● **What to do**
Whenever a line of the data below holds the string "htable", copy that line.

● **Materials provided**
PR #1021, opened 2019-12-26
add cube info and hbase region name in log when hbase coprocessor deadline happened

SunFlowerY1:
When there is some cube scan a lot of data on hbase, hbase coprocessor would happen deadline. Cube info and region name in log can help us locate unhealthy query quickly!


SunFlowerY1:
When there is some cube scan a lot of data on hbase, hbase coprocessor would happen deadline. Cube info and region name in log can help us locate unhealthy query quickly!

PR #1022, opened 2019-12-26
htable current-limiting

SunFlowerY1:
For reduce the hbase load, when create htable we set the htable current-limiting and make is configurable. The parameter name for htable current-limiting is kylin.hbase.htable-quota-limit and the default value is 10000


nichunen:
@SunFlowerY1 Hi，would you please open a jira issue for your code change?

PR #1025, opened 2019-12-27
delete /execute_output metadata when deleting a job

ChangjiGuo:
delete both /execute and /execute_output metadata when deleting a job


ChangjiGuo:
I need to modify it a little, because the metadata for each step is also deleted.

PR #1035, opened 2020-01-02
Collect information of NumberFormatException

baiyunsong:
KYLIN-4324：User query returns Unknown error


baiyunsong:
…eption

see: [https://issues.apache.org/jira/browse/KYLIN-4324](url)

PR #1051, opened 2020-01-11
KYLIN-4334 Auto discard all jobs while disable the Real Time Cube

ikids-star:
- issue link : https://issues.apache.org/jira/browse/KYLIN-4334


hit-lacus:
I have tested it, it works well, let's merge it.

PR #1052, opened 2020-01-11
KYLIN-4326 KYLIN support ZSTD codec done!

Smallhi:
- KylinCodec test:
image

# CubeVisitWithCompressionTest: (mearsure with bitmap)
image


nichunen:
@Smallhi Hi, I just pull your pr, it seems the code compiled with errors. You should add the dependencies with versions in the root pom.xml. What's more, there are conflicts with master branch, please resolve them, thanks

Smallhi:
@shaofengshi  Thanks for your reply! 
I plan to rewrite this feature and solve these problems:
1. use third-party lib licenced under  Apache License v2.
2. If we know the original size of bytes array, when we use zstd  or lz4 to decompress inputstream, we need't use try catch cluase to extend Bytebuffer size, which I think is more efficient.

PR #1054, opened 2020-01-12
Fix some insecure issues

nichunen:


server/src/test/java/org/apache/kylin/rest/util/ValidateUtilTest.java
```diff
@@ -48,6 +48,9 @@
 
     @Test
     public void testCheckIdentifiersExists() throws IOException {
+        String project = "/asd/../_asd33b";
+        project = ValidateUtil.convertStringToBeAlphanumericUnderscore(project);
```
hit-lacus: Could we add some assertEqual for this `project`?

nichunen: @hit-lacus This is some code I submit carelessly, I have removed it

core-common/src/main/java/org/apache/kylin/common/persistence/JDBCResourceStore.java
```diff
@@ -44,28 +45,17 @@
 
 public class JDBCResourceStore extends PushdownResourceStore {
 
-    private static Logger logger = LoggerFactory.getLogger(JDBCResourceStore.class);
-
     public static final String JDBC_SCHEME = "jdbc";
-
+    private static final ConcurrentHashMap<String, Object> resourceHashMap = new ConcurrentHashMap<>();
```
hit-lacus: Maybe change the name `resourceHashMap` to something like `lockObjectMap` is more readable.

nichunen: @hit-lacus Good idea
...
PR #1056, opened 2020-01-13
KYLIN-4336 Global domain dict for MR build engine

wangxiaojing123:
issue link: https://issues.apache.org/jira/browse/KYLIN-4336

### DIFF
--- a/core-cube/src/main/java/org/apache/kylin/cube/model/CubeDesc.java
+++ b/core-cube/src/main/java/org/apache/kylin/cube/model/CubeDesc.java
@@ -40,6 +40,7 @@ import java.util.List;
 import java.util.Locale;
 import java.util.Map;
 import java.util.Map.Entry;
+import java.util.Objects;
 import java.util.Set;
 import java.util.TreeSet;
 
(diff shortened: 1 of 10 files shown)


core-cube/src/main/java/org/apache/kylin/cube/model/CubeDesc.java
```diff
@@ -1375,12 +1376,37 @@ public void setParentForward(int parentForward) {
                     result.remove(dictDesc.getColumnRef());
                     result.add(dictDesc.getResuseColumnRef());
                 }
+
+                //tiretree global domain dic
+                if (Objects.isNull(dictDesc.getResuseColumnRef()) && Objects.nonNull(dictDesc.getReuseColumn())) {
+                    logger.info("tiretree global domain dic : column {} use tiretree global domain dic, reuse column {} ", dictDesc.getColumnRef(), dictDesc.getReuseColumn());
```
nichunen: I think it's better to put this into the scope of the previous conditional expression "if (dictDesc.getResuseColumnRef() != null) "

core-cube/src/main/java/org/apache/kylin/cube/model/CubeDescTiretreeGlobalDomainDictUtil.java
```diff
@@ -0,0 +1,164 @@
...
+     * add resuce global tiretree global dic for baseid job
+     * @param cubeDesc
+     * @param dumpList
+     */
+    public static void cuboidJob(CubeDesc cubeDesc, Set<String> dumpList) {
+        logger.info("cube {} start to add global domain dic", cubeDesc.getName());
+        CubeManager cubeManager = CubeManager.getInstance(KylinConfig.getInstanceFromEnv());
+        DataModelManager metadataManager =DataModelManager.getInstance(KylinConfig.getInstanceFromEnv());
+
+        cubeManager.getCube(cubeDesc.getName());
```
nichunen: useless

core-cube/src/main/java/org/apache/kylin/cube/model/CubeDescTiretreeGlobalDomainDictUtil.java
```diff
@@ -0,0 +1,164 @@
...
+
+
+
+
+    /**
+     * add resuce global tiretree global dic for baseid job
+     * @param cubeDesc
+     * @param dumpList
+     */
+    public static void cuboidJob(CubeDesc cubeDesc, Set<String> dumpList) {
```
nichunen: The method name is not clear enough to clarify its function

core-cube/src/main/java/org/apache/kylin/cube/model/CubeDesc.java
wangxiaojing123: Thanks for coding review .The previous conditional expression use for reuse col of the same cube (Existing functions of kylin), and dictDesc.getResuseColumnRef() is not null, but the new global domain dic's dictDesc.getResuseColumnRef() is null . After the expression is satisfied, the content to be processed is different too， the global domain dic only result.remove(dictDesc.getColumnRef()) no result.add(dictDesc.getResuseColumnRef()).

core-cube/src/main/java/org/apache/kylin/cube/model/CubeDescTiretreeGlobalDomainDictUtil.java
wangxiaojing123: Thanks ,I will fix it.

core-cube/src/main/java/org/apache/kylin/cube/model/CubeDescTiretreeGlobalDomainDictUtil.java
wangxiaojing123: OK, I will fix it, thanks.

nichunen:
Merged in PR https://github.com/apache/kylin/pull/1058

● **Solution to this exercise**
htable current-limiting
For reduce the hbase load, when create htable we set the htable current-limiting and make is configurable. The parameter name for htable current-limiting is kylin.hbase.htable-quota-limit and the default value is 10000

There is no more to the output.